Tuesday, August 10, 2010

TITLES AND FORMS OF ADDRESS

When writing to someone of title, there are certain conventions that should be followed in the addressing and greeting of the letter. It is courteous and respectful to properly honor a person of title in the address, the salutation, and even in the closing of your letter. Below is a guideline to the use of appropriate protocol in your written correspondence to people of title.

Royalty and Noble Titles

Emperor
Address: His Imperial Majesty (Name of Emperor), Emperor of (Country)
Salutation: Sir: or May it please Your Majesty:
Closing: I have the honor to remain Your Imperial Majesty’s obedient servant
The King
Address: His Majesty the King
Salutation: Your dignified Majesty:
Closing: I have honor to remain, Sir, Your Majesty’s most humble and obedient subject

The Queen
Address: Her Majesty the Queen
Salutation: Madam: or May it please Your Majesty:
Closing: I have honor to remain, Madam, Your Majesty’s most humble and obedient subject

Royal Prince
Address: His Royal Highness The Prince of ……
Salutation: Sir:
Closing: I have honor to remain, Sir, Your Highness’s most humble and obedient subject

Royal Princess
Address: Her Royal Highness The Princess of ……
Salutation: Madam:
Closing: I have honor to remain, Madam, Your Highness’s most humble and obedient subject

Duke
Address: His Grace The Duke of …..
Salutation: My Lord Duke:
Closing: Yours faithfully,

Duchess
Address: Her Grace The Duchess of …..
Salutation: Dear Madam:
Closing: Yours faithfully,

Baron
Address: The Rt Hon. The Lord …..
Salutation: My Lord:
Closing: Yours faithfully,

Baroness (wife of a Baron)
Address: The Rt Hon. The Lady …..
Salutation: Dear Madam:
Closing: Yours faithfully,

Marquess
Address: The Most Hon. The Marquess of …..
Salutation: My Lord:
Closing: Yours faithfully,

Marchioness (wife of a Marquess)
Address: The Most Hon. The Marchioness of …..
Salutation: Dear Madam:
Closing: Yours faithfully,

Earl
Address: The Rt Hon. The Earl of …..
Salutation: My Lord;
Closing: Yours faithfully,

Countess (wife of an Earl)
Address: The Rt Hon. The Countess of …..
Salutation: Dear Madam:
Closing: Yours faithfully,

Viscount
Address: The Rt Hon. The Viscount of …..
Salutation: My Lord:
Closing: Yours faithfully,

Viscountess (wife of a Viscount)
Address: The Rt Hon.

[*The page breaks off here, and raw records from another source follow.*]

PR #6932, opened 2025-01-08
generalize deepspeed linear and implement it for non cuda systems

oelayan7:


op_builder/fp_quantizer.py
```diff
@@ -9,6 +9,7 @@
     pkg_version = None
 
 from .builder import CUDAOpBuilder, installed_cuda_version
+import torch
```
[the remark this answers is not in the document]
oelayan7: @loadams I moved it inside the function, and imported it locally. 
When this function is called, there will always be torch.

oelayan7:
@loadams  I think the failure in cpu-torch isn't related to the changes, as it passed yesterday (in the first commit) 

Thanks in advance

loadams:
> @loadams I think the failure in cpu-torch isn't related to the changes, as it passed yesterday (in the first commit)
> 
> Thanks in advance

@oelayan7 - yes, I've not yet debugged this failure since it only occurs on some of the GitHub provided runners, but it is intermittent and I'll re-run.

op_builder/fp_quantizer.py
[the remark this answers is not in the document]
loadams: Thanks, that should work, and at least the test should catch it if we need to import torch for other functions there in the future.

oelayan7:
@loadams tests are passing now. Looks like it was a momentary issue

nelyahu:
@loadams Hi, can you please help review this PR? i see there was one round of review, are there any leftovers?

loadams:
> @loadams Hi, can you please help review this PR? i see there was one round of review, are there any leftovers?

Sorry for the delay @nelyahu and @oelayan7, working on getting the right set of eyes on this.  We will prioritize it this week.

deepspeed/ops/fp_quantizer/quantize.py
```diff
@@ -42,12 +42,18 @@ def dequantize(self, input_q, fp_out=None, q_bits=8, q_mantisa_bits=3, scale=Non
...
 class FP_Quantize(Quantizer):
 
-    def __init__(self, group_size=512) -> None:
+    def __init__(self, quantization_config) -> None:
         global fp_quant_module
-        super().__init__(group_size=group_size)
+        super().__init__(group_size=quantization_config.group_size)
         if fp_quant_module is None:
             fp_quant_module = FPQuantizerBuilder().load()
+        self.is_python_impl = getattr(fp_quant_module, "PYTHON_IMPL", False)
```
tjruwase, line 50: It seems the goal here is to handle `cuda` specially, so I think it is make that explicit with something like:

```suggestion
        self.is_cuda_impl = getattr(fp_quant_module, "CUDA_IMPL", False)
```

deepspeed/ops/fp_quantizer/quantize.py
```diff
@@ -73,15 +79,27 @@ def quantize(self,
...
-                                  dtype=torch.uint8,
-                                  device=input.device)
-        out = fp_quant_module.quantize(self.input_q, input, self.group_size, stochastic_mode, q_bits, q_mantisa_bits)
+
+        # Adding (group_size - 1) is for padding
+        self.num_groups = (input.numel() + self.q_config.group_size - 1) // self.q_config.group_size
+        # group_size should be the minimal number between the defined group size and number of elements in tensor.
+        group_size = int(min(self.q_config.group_size, input.numel()) * q_bits) // 8
+        # CUDA quantization kernel saves the scale as (fp32) inside the quantized tensor for each group
+        if not self.is_python_impl:
```
tjruwase, line 88: Can be make explicit as special handling for cuda
```suggestion
        if self.is_cuda_impl:
```

op_builder/hpu/fp_quantizer.py
```diff
@@ -0,0 +1,86 @@
...
+        import habana_frameworks.torch.utils.experimental as htexp
+        if htexp._get_device_type() == htexp.synDeviceType.synDeviceGaudi2:
+            dtype = torch.float8_e4m3fnuz
+        else:
+            dtype = torch.float8_e4m3fn
+        return torch.finfo(dtype).max
+
+
+class FPQuantizer:
+    PYTHON_IMPL = True
```
tjruwase, line 49: Why not
```suggestion
    HPU_IMPL = True
```

tests/unit/ops/fp_quantizer/test_fp8_gemm.py
```diff
@@ -25,7 +26,11 @@
 def test_fp_quant(dtype, q_bits, M):
     device_name = get_accelerator().device_name()
     quantization_group_size = 128
-    fpq = FP_Quantize(group_size=quantization_group_size)
+
+    quant_config = QuantizationConfig()
```
tjruwase, line 30: Will the following work?
```suggestion
    quant_config = QuantizationConfig(group_size = quantization_group_size, q_dtype = FPQuantizerBuilder.get_default_quant_dtype())
```

jeffra (changes requested):
This all looks good to me, thanks for this generalization! However, please address @tjruwase's suggestions.

tests/unit/ops/fp_quantizer/test_fp8_gemm.py
oelayan7: Done

op_builder/hpu/fp_quantizer.py
oelayan7: I don't think we need a variable for HPU, the old variable (python) was added to handle the special implementation introduced for CUDA kernels.

deepspeed/ops/fp_quantizer/quantize.py
oelayan7: Done (changed it in all appearances as well)

deepspeed/ops/fp_quantizer/quantize.py
oelayan7: @tjruwase you are right. It is better to do it that way.

tjruwase (approved):

tjruwase:
> This all looks good to me, thanks for this generalization! However, please address @tjruwase's suggestions.

@jeffra, the merging seems to be blocked by your requested changes. How to unblock?

jeffra (approved):

PR #6953, opened 2025-01-15
Pin numpy version

BLOrange-AMD:
This PR is to fix incompatible numpy version of pyt_deepspeed_megatron_gpt2 and pyt_train_deepspeed_megatron_gpt2 with ROCm PyTorch release/2.5 branch.

### DIFF
--- a/requirements/requirements.txt
+++ b/requirements/requirements.txt
@@ -2,7 +2,7 @@ einops
 hjson
 msgpack
 ninja
-numpy
+numpy<=1.26.4
 packaging>=20.0
 psutil
 py-cpuinfo


loadams:
Hi @BLOrange-AMD - I recall there being a dependency between the torch version and numpy version for us, could you share more info on the error you are seeing?

BLOrange-AMD:
@loadams With ROCm PyTorch 2.5, on pyt_deepspeed_megatron_gpt2 and pyt_train_deepspeed_megatron_gpt2 models, newer numpy-2.2.1 is downloaded and used instead of using cached numpy-1.26.4, which causes "RuntimeError: Could not infer dtype of numpy.int64". So fixed numpy version from DeepSpeed could be a more stable way to solve the issue.

loadams:
> @loadams With ROCm PyTorch 2.5, on pyt_deepspeed_megatron_gpt2 and pyt_train_deepspeed_megatron_gpt2 models, newer numpy-2.2.1 is downloaded and used instead of using cached numpy-1.26.4, which causes "RuntimeError: Could not infer dtype of numpy.int64". So fixed numpy version from DeepSpeed could be a more stable way to solve the issue.

@BLOrange-AMD - I see, however the issue is that DeepSpeed doesn't strictly require a lower numpy version.  Here is a [sample workflow ](https://github.com/microsoft/DeepSpeed/actions/runs/12814592404/job/35731368457#step:7:75) that uses numpy>2.0.0.  Is there another way to pin the numpy version?  Or do you believe this will be fixed soon in torch 2.6?

loadams:
@BLOrange-AMD - this doesn't seem to be needed currently, so I'm going to close this PR for now but we can re-open as needed.

PR #6960, opened 2025-01-17
Explicitly use the linalg.vector_norm call in `comm/`

loadams:
ds-chat workflow: https://github.com/microsoft/DeepSpeed/actions/runs/12835483030


GuanhuaWang:
I may misunderstood, is there a reason for switching from `norm` to `vec_norm`? To me, `norm` seems to cover the functionality of `vec_norm`?

loadams:
> Hi @loadams I may misunderstood, is there a reason for switching from `norm` to `vec_norm`? To me, `norm` seems to cover the functionality of `vec_norm`?

@GuanhuaWang - this is from the pytorch docs, it was mostly to make it more clear, but we don't "need" to update these like we needed to update from `torch.norm` to `torch.linalg.norm`

image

The Viscountess …..
Salutation: Dear Madam:
Closing: Yours faithfully,

Baronet
Address: Sir (First name and surname), Bt
Salutation: Dear Sir:
Closing: Yours faithfully,

Baronet’s Wife
Address : Lady (Surname only)
Salutation: Dear Madam:
Closing: Yours faithfully,

Knight
Address: Sir (First name and surname), followed with appropriate letters relevant to Order
Salutation: Dear Sir:
Closing: Yours faithfully,

Knight’s Wife
Address: Lady (Surname only)
Salutation: Dear Madam:
Closing: Yours faithfully,



Religious Dignitaries

The Pope
Address: His Holiness (Name & Roman Numeral)
Salutation: Your Holiness:
Closing: I have the honor to remain Your Holiness’s obedient servant,

Cardinal
Address: His Eminence, (First and Last Name)
Salutation: Your Eminence: or Dear Cardinal (Surname):
Closing: Yours very truly,

Archbishop
Address: The Most Reverend (First and Last Name), Archbishop of (Name of Diocese)
Salutation: Dear Archbishop (Surname)
Closing: Yours very truly,

Bishop
Address: The Most Reverend (First and Last Name), Bishop of (Name of Diocese)
Salutation: Dear Bishop (Surname)
Closing: Yours very truly,

Abbot
Address: The Very Reverend (First and Last Name), Abbot of …..
Salutation: Right Reverend Father: or Dear Abbot (Surname)
Closing: Yours sincerely,

Canon
Address: The Very Reverend (First and Last Name)
Salutation: Dear Canon (Surname)
Closing: Yours sincerely,

Priest
Address: The Reverend (First and Last Name)
Salutation: Dear Father:
Closing: Yours sincerely,

Nun – Mother Superior
Address: Reverend Mother (First and Last Name)
Salutation: Dear Reverend Mother:
Closing: Yours sincerely,

Nun – Sister
Address: Sister (First and Last Name)
Salutation: Dear Sister (Surname):
Closing: Yours sincerely,

Dean
Address: The Very Reverend (First and Last Name), Dean of (Name of Cathedral)
Salutation: Dear Dean (Surname):
Closing: Yours sincerely,

Archdeacon
Address: The Venerable (First and Last Name)
Salutation: Dear Archdeacon (Surname):
Closing: Yours sincerely,

Minister
Address: The Reverend (First and Last Name)
Salutation: Dear Dr./Mr./Mrs./Ms./Miss (Surname):
Closing: Yours sincerely,

Rabbi
Address: Rabbi (First and Last Name)
Salutation: Dear Rabbi:
Closing: Yours sincerely,

The austerity monarch

Amid all the publicity about the "bonfire of the quangos" there is one unelected quasi-autonomous body that seems to be being abolished with a little less fanfare – the British monarchy. It was missing from the various lists in recent days on business, health and the arts.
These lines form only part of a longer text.